● **WHAT IS REQUIRED**: Every entry must be transcribed exactly as written.

------ RECORDS TO USE ------

Issue #2700, opened 2026-07-21
Pool migration: anchor bucketing needs deeper checkpoint retention than PRUNING_DEPTH (AnchorNotFound on every transfer)


dannywillems:
## Summary

The pool-migration scheduler (`zcash_pool_migration_backend::scheduling`, merged in #2663) draws each transfer's Orchard proving anchor from coarse BOUNDARY blocks that are **always at least 144 blocks, and up to ~2304 blocks, below the chain tip**. The wallet's checkpoint retention (`PRUNING_DEPTH = 100`) is shallower than that. Since the migration defers anchors and witnesses to proving time (ZIP 374) and the consumer must install the anchor at the drawn boundary, a wallet on the default retention **cannot produce a witness/root at any boundary the scheduler picks**, giving `AnchorNotFound` at proving time on essentially every transfer.

This is a cross-layer gap, not a bump that lives elsewhere: nothing raises `PRUNING_DEPTH`, there is no migration-time retention mechanism, and `scheduling` does not document this as a consumer responsibility. It is an engine/scheduling issue (from #2663), **not** introduced by the `zcash_pool_migration_sqlite` store PR (#2669), which only persists what the scheduler decides. Reported by the mobile team while wiring the SDK integration.

## Verified facts

- `BOUNDARY_MODULUS = MEAN_DELAY = 144` blocks (`scheduling.rs:70,94`).
- `draw_anchor_boundary`: `candidate = most_recent_boundary - age * 144`, `age >= 1` (age 0 excluded), so the anchor is always `>= 144` blocks below the tip (`scheduling.rs:378-415`).
- `ANCHOR_AGE_CAP = 16` -> oldest drawable anchor up to `16 * 144 = 2304` blocks below `most_recent_boundary`, ~2 days (`scheduling.rs:100`).
- `PRUNING_DEPTH = 100` (`zcash_client_sqlite/src/lib.rs:169`), not bumped anywhere.
- Migration builds UNPROVEN PCZTs and defers anchor+witness to proving time (ZIP 374); the wallet adapter never resolves a witness, the consumer installs them via the PCZT `Updater` (`wallet.rs:13-14,97`). `anchor_boundary` is only drawn/stored (`engine.rs:1098`, doc at `engine.rs:201`), never consumed in the build path.

## Arithmetic

- Newest possible anchor (`age=1`, tip on a boundary): `tip - 144`. Already `144 > 100`.
- Oldest (`age=16`): `~tip - 2447`.
[...]

PR #2867, opened 2026-07-30
zcash_pool_migration: Broadcast before proving in `MigrationState::next_step`

### LINKED ISSUE #2866: zcash_pool_migration: `next_step` surfaces proving ahead of due broadcasts
`MigrationState::next_step` returns `AdvanceStep::Prove` in preference to `AdvanceStep::Broadcast`. That ordering was designed around the incorrect presumption that the note commitment tree's default pruning window bounded the period during which a transfer could be proved, making proving time-critical: it is not — the wallet durably retains the boundary checkpoints that committed transfers anchor to (#2700), so a transfer remains provable from the moment its drawn boundary settles until it is broadcast.

The ordering that actually serves wallets is the reverse. ZIP 318 requires that a background wake window be used either to sync or to broadcast, never both; broadcasting a stored proven transaction requires no sync, while proving is inherently sync-bound. A wallet that wakes to find a proven transaction due should therefore be told to submit it immediately — without any sync operations being initiated in that session — and be offered proving work only once no broadcast is due.

The rustdoc stating the pruning rationale (`AdvanceStep::Prove`, `NextAction::Prove`, `Blocker::AnchorBoundary`, `prove_ready`, `next_provable`, and the `state` module header) needs the same correction, and `next_step`'s contract — the drive loop, the ordering, and the session-separation implications for wallet construction — should be fully documented for consumers.

nuttycom:
Closes #2866.

`MigrationState::next_step` previously surfaced proving work ahead of due broadcasts, a design premised on the incorrect idea that the note commitment tree's default pruning window bounded the period during which a transfer could be proved. Boundary checkpoints are durably retained until a migration's transfers are proven (#2700), so proving has no deadline pressure; the constraint that matters is the ZIP 318 sync/broadcast session separation, under which a wallet that wakes with a proven transaction due should submit it immediately, without initiating sync operations in that session.

This PR:

- Reorders `next_step` to surface a due `AdvanceStep::Broadcast` ahead of `AdvanceStep::Prove`, with a CHANGELOG entry for the behavioral change.
- Rewrites the rustdoc that stated the pruning rationale (`AdvanceStep`, `NextAction`, `Blocker::AnchorBoundary`, `prove_ready`, `next_provable`, the `state` module header, and `prove_transfer`'s caller-timing note).
- Fully documents `next_step`: the drive-loop contract mapping each step to the operation that discharges it, the ordering rationale, and the wallet-construction implication that enforcing the session separation is the consumer's runtime policy (`next_step` itself is memoryless about sessions).
- In a second commit, fixes stale rustdoc predating the one-signing-phase design: `Blocker::Dependencies`, the `TransactionStatus` overview, and the preparation-planner module doc still described preparation layers as signed per-layer and serialized on anchor-bucket boundaries.

An audit of the crate for other design elements premised on the pruning misunderstanding found none in behavior: the sync/proving wake-up schedule bounds each proving window by the broadcast height (sync/broadcast decoupling), not by pruning, and the anchor-interval-mismatch machinery is already premised on durable retention.

Part of #2630.

### DIFF
--- a/zcash_pool_migration/src/state.rs
+++ b/zcash_pool_migration/src/state.rs
@@ -12,9 +12,12 @@
 //!
 //! Every transaction is built and pre-signed when the migration is committed (one signing phase;
 //! anchors and witnesses are deferred to proving time per ZIP 374), so the state machine's only
-//! job is to ORDER the broadcasts: a transaction becomes broadcastable once its dependencies (the
-//! preparation layers that mint its inputs) have mined and its scheduled height has arrived, and
-//! the consumer proves it — installing its anchor and witnesses — just before broadcasting.
+//! job is to ORDER the remaining work: a transaction is proved — installing its anchor and
+//! witnesses — once its anchor is resolvable (for a transfer, once its drawn boundary settles),
+//! and becomes broadcastable once it is proved, its dependencies (the preparation layers that
+//! mint its inputs) have mined, and its scheduled height has arrived. See
+//! [`MigrationState::next_step`] for how the two are ordered and the sync/broadcast session
+//! separation that ordering is designed around.
 
 use alloc::vec::Vec;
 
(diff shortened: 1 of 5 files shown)


dannywillems (dismissed):
utACK

nuttycom:
Converted to draft to add a distinction between prep and transfer transactions to the prove result - when we prove a prep transaction, we can immediately broadcast.

zcash_pool_migration/src/state.rs
```diff
@@ -267,17 +274,20 @@ impl MigrationState {
...
     /// sync wake-up well before its scheduled broadcast height, keeping the sync work and the
     /// broadcast in separate waking sessions.
     pub fn next_provable(&self, target_height: BlockHeight) -> Option<MigrationTransferId> {
-        self.transactions
-            .iter()
-            .find(|t| {
-                matches!(t.state, MigrationTxState::Signed) && self.prove_ready(t, target_height)
-            })
-            .map(|t| t.id)
+        self.next_provable_tx(target_height).map(|t| t.id)
```
dannywillems, line 290: Why not inlining?

dannywillems (approved):
utACK, modulo comment.

zcash_pool_migration/src/state.rs
dannywillems: Okay, I see. Closing.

------

● **TASK OUTPUT**:
Issue #2700, opened 2026-07-21
Pool migration: anchor bucketing needs deeper checkpoint retention than PRUNING_DEPTH (AnchorNotFound on every transfer)


dannywillems:
## Summary

The pool-migration scheduler (`zcash_pool_migration_backend::scheduling`, merged in #2663) draws each transfer's Orchard proving anchor from coarse BOUNDARY blocks that are **always at least 144 blocks, and up to ~2304 blocks, below the chain tip**. The wallet's checkpoint retention (`PRUNING_DEPTH = 100`) is shallower than that. Since the migration defers anchors and witnesses to proving time (ZIP 374) and the consumer must install the anchor at the drawn boundary, a wallet on the default retention **cannot produce a witness/root at any boundary the scheduler picks**, giving `AnchorNotFound` at proving time on essentially every transfer.

This is a cross-layer gap, not a bump that lives elsewhere: nothing raises `PRUNING_DEPTH`, there is no migration-time retention mechanism, and `scheduling` does not document this as a consumer responsibility. It is an engine/scheduling issue (from #2663), **not** introduced by the `zcash_pool_migration_sqlite` store PR (#2669), which only persists what the scheduler decides. Reported by the mobile team while wiring the SDK integration.

## Verified facts

- `BOUNDARY_MODULUS = MEAN_DELAY = 144` blocks (`scheduling.rs:70,94`).
- `draw_anchor_boundary`: `candidate = most_recent_boundary - age * 144`, `age >= 1` (age 0 excluded), so the anchor is always `>= 144` blocks below the tip (`scheduling.rs:378-415`).
- `ANCHOR_AGE_CAP = 16` -> oldest drawable anchor up to `16 * 144 = 2304` blocks below `most_recent_boundary`, ~2 days (`scheduling.rs:100`).
- `PRUNING_DEPTH = 100` (`zcash_client_sqlite/src/lib.rs:169`), not bumped anywhere.
- Migration builds UNPROVEN PCZTs and defers anchor+witness to proving time (ZIP 374); the wallet adapter never resolves a witness, the consumer installs them via the PCZT `Updater` (`wallet.rs:13-14,97`). `anchor_boundary` is only drawn/stored (`engine.rs:1098`, doc at `engine.rs:201`), never consumed in the build path.

## Arithmetic

- Newest possible anchor (`age=1`, tip on a boundary): `tip - 144`. Already `144 > 100`.
- Oldest (`age=16`): `~tip - 2447`.
[...]

PR #2867, opened 2026-07-30
zcash_pool_migration: Broadcast before proving in `MigrationState::next_step`

### LINKED ISSUE #2866: zcash_pool_migration: `next_step` surfaces proving ahead of due broadcasts
`MigrationState::next_step` returns `AdvanceStep::Prove` in preference to `AdvanceStep::Broadcast`. That ordering was designed around the incorrect presumption that the note commitment tree's default pruning window bounded the period during which a transfer could be proved, making proving time-critical: it is not — the wallet durably retains the boundary checkpoints that committed transfers anchor to (#2700), so a transfer remains provable from the moment its drawn boundary settles until it is broadcast.

The ordering that actually serves wallets is the reverse. ZIP 318 requires that a background wake window be used either to sync or to broadcast, never both; broadcasting a stored proven transaction requires no sync, while proving is inherently sync-bound. A wallet that wakes to find a proven transaction due should therefore be told to submit it immediately — without any sync operations being initiated in that session — and be offered proving work only once no broadcast is due.

The rustdoc stating the pruning rationale (`AdvanceStep::Prove`, `NextAction::Prove`, `Blocker::AnchorBoundary`, `prove_ready`, `next_provable`, and the `state` module header) needs the same correction, and `next_step`'s contract — the drive loop, the ordering, and the session-separation implications for wallet construction — should be fully documented for consumers.

nuttycom:
Closes #2866.

`MigrationState::next_step` previously surfaced proving work ahead of due broadcasts, a design premised on the incorrect idea that the note commitment tree's default pruning window bounded the period during which a transfer could be proved. Boundary checkpoints are durably retained until a migration's transfers are proven (#2700), so proving has no deadline pressure; the constraint that matters is the ZIP 318 sync/broadcast session separation, under which a wallet that wakes with a proven transaction due should submit it immediately, without initiating sync operations in that session.

This PR:

- Reorders `next_step` to surface a due `AdvanceStep::Broadcast` ahead of `AdvanceStep::Prove`, with a CHANGELOG entry for the behavioral change.
- Rewrites the rustdoc that stated the pruning rationale (`AdvanceStep`, `NextAction`, `Blocker::AnchorBoundary`, `prove_ready`, `next_provable`, the `state` module header, and `prove_transfer`'s caller-timing note).
- Fully documents `next_step`: the drive-loop contract mapping each step to the operation that discharges it, the ordering rationale, and the wallet-construction implication that enforcing the session separation is the consumer's runtime policy (`next_step` itself is memoryless about sessions).
- In a second commit, fixes stale rustdoc predating the one-signing-phase design: `Blocker::Dependencies`, the `TransactionStatus` overview, and the preparation-planner module doc still described preparation layers as signed per-layer and serialized on anchor-bucket boundaries.

An audit of the crate for other design elements premised on the pruning misunderstanding found none in behavior: the sync/proving wake-up schedule bounds each proving window by the broadcast height (sync/broadcast decoupling), not by pruning, and the anchor-interval-mismatch machinery is already premised on durable retention.

Part of #2630.

### DIFF
--- a/zcash_pool_migration/src/state.rs
+++ b/zcash_pool_migration/src/state.rs
@@ -12,9 +12,12 @@
 //!
 //! Every transaction is built and pre-signed when the migration is committed (one signing phase;
 //! anchors and witnesses are deferred to proving time per ZIP 374), so the state machine's only
-//! job is to ORDER the broadcasts: a transaction becomes broadcastable once its dependencies (the
-//! preparation layers that mint its inputs) have mined and its scheduled height has arrived, and
-//! the consumer proves it — installing its anchor and witnesses — just before broadcasting.
+//! job is to ORDER the remaining work: a transaction is proved — installing its anchor and
+//! witnesses — once its anchor is resolvable (for a transfer, once its drawn boundary settles),
+//! and becomes broadcastable once it is proved, its dependencies (the preparation layers that
+//! mint its inputs) have mined, and its scheduled height has arrived. See
+//! [`MigrationState::next_step`] for how the two are ordered and the sync/broadcast session
+//! separation that ordering is designed around.
 
 use alloc::vec::Vec;
 
(diff shortened: 1 of 5 files shown)


dannywillems (dismissed):
utACK

nuttycom:
Converted to draft to add a distinction between prep and transfer transactions to the prove result - when we prove a prep transaction, we can immediately broadcast.

zcash_pool_migration/src/state.rs
```diff
@@ -267,17 +274,20 @@ impl MigrationState {
...
     /// sync wake-up well before its scheduled broadcast height, keeping the sync work and the
     /// broadcast in separate waking sessions.
     pub fn next_provable(&self, target_height: BlockHeight) -> Option<MigrationTransferId> {
-        self.transactions
-            .iter()
-            .find(|t| {
-                matches!(t.state, MigrationTxState::Signed) && self.prove_ready(t, target_height)
-            })
-            .map(|t| t.id)
+        self.next_provable_tx(target_height).map(|t| t.id)
```
dannywillems, line 290: Why not inlining?

dannywillems (approved):
utACK, modulo comment.

zcash_pool_migration/src/state.rs
dannywillems: Okay, I see. Closing.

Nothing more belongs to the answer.